- Task to carry out -
Report how many lines in the material hold the word "besides". No other content is required.

- Study material -

· · · · ·

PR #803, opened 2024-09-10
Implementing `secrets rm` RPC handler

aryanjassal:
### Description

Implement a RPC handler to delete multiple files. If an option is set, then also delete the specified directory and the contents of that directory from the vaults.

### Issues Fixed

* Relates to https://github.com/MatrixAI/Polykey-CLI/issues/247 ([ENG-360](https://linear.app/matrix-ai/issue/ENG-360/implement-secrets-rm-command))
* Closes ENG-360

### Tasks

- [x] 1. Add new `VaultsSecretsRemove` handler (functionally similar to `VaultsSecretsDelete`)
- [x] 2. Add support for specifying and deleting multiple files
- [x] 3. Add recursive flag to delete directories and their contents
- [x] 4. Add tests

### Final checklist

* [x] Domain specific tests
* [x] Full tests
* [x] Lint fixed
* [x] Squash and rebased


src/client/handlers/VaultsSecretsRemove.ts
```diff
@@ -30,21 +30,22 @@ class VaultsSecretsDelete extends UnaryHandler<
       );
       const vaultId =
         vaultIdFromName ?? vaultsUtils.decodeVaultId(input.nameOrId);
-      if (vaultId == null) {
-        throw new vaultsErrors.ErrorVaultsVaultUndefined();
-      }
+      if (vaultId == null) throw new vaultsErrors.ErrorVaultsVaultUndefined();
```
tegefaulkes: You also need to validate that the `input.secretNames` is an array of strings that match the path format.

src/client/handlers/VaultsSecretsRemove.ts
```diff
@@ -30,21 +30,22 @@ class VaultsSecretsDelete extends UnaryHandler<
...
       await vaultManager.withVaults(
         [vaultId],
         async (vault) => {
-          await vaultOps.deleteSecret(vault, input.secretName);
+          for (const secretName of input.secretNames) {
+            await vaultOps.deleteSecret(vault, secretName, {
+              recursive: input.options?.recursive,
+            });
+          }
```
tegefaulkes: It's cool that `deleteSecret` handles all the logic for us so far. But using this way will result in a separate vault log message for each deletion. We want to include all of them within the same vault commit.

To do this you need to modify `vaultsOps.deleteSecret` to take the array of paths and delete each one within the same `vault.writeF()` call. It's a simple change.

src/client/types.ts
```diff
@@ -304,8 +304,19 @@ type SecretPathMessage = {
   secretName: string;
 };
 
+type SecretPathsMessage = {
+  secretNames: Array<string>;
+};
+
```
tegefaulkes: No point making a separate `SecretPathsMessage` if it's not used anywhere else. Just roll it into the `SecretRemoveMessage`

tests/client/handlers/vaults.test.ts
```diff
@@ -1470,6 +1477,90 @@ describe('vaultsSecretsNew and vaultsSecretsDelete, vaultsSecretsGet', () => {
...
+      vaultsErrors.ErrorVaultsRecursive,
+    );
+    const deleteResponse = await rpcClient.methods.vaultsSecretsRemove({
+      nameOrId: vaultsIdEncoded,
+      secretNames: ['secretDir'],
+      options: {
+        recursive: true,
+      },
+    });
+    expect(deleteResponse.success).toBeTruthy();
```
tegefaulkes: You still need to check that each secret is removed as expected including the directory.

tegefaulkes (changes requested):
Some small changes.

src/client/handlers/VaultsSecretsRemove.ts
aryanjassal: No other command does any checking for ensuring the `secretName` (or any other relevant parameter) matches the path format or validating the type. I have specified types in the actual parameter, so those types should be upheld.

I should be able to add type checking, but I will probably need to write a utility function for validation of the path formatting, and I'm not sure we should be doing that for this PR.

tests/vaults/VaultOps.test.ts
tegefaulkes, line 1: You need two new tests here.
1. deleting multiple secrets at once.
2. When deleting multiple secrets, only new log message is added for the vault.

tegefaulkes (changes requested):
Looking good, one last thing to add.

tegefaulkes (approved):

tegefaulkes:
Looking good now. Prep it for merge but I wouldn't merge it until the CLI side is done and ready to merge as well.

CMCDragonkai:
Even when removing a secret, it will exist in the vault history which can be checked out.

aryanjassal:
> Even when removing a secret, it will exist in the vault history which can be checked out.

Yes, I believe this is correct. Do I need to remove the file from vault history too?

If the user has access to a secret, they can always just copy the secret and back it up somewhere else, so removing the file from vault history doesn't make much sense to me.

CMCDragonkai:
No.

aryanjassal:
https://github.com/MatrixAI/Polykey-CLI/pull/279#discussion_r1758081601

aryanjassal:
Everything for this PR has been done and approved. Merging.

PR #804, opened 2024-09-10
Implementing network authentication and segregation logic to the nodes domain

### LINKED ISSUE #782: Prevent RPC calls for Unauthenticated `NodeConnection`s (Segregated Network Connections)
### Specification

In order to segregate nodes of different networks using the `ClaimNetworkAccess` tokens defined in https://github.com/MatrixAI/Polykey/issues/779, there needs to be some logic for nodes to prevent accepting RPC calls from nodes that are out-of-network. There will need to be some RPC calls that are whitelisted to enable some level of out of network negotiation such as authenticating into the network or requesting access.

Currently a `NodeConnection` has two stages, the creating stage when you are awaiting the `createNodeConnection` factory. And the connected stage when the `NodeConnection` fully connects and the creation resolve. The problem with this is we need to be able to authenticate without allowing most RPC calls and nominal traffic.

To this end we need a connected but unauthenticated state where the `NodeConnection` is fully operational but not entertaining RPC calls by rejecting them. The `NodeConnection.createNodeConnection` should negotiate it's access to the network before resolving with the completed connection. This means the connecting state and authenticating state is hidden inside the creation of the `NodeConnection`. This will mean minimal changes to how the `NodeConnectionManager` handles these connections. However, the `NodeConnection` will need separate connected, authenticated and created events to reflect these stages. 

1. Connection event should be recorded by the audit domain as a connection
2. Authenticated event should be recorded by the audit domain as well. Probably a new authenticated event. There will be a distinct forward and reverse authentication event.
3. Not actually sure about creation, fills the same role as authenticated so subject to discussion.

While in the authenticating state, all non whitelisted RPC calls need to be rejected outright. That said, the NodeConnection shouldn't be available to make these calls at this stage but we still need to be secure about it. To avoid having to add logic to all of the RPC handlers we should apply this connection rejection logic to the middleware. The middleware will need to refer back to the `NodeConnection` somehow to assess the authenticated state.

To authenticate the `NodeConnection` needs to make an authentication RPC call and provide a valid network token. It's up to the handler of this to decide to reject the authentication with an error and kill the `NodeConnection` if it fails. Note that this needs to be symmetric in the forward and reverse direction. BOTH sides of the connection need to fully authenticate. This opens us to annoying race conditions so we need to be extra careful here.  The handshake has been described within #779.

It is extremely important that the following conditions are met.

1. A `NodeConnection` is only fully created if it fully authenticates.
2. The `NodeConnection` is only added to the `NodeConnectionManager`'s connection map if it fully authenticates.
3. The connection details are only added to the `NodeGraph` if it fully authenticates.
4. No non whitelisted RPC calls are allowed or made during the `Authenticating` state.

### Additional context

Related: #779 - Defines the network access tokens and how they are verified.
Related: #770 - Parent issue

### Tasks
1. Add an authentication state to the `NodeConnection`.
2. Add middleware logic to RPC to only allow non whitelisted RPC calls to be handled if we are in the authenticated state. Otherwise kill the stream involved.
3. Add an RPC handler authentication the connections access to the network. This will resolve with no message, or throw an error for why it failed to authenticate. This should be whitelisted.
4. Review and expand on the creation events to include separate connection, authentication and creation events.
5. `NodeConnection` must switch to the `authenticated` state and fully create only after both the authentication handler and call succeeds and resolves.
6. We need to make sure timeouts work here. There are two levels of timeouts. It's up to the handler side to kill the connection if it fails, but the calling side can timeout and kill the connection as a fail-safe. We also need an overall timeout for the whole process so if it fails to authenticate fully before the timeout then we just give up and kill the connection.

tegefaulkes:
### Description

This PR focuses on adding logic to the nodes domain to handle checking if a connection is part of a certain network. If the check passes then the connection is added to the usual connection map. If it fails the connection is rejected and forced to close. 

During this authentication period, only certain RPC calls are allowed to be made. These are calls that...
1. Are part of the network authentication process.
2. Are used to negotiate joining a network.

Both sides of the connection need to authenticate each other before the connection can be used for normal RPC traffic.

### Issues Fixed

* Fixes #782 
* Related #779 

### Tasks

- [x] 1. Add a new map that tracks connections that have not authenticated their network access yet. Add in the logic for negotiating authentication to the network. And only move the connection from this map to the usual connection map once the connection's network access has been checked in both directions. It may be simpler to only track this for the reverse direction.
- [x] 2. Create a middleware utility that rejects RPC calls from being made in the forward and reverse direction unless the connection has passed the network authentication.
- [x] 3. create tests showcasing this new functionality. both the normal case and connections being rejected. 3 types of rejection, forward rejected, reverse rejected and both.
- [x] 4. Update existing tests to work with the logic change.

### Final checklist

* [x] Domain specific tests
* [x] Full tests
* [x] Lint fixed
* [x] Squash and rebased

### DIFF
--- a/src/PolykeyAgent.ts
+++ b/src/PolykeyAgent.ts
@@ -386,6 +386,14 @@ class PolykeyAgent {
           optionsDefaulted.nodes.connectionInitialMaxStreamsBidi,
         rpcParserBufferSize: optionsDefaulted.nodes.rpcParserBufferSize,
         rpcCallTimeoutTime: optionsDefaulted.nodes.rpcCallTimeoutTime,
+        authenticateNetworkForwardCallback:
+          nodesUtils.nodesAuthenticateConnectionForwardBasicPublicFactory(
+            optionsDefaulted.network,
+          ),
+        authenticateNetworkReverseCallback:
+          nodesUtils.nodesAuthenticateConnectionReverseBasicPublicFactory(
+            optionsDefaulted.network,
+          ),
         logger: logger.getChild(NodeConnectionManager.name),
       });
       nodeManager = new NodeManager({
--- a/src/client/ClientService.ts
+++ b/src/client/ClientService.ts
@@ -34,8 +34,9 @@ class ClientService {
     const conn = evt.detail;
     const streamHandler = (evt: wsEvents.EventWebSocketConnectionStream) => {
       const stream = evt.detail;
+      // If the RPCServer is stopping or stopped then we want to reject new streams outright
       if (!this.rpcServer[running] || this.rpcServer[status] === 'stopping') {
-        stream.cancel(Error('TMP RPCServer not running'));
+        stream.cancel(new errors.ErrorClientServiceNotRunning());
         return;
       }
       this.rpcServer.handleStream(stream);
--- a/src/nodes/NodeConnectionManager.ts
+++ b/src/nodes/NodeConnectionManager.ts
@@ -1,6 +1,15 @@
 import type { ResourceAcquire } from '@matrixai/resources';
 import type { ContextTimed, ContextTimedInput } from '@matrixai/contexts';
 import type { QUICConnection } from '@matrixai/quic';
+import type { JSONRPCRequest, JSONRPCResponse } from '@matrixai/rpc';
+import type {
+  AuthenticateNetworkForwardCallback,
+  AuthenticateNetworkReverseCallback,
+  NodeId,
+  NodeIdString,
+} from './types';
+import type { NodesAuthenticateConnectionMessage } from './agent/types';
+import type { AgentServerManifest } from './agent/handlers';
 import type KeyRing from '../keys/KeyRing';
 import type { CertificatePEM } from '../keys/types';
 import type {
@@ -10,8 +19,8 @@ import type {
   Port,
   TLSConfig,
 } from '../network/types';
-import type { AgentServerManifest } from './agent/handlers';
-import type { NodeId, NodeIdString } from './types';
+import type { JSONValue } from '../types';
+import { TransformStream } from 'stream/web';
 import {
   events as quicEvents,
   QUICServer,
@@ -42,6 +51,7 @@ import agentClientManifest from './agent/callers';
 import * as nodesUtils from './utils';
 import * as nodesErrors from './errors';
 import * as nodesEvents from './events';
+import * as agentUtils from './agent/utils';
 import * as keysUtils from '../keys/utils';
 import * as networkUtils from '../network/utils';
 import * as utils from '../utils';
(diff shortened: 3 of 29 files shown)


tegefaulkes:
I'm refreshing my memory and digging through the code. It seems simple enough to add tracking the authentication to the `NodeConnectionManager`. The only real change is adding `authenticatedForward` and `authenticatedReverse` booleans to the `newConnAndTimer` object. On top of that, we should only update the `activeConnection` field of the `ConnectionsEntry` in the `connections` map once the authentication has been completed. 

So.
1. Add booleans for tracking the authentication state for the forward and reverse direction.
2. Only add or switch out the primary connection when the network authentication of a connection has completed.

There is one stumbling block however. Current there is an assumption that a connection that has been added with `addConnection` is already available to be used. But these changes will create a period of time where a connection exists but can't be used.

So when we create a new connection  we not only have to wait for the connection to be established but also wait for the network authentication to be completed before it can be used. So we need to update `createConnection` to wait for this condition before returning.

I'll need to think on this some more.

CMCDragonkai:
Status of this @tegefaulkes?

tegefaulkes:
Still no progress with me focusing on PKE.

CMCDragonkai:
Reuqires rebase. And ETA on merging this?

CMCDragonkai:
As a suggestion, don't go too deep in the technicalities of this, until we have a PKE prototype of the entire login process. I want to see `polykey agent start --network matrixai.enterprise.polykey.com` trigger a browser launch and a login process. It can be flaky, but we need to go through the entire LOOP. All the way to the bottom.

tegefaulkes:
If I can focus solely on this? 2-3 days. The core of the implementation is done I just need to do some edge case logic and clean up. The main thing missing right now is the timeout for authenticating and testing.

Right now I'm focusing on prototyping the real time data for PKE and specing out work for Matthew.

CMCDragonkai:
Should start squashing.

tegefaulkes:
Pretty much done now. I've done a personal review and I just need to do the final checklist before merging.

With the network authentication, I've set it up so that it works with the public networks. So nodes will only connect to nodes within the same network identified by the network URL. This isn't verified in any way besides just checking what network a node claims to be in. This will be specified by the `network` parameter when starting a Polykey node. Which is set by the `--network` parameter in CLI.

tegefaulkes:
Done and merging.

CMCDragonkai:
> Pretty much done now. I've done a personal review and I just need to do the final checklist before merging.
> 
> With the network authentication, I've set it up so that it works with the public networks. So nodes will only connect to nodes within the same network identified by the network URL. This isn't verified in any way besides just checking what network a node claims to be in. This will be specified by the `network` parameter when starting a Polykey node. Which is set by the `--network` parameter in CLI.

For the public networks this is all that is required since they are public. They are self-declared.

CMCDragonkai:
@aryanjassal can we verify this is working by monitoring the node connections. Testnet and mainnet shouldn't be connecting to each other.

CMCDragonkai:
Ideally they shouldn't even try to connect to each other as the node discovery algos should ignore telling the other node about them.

· · · · ·

- Written response -
2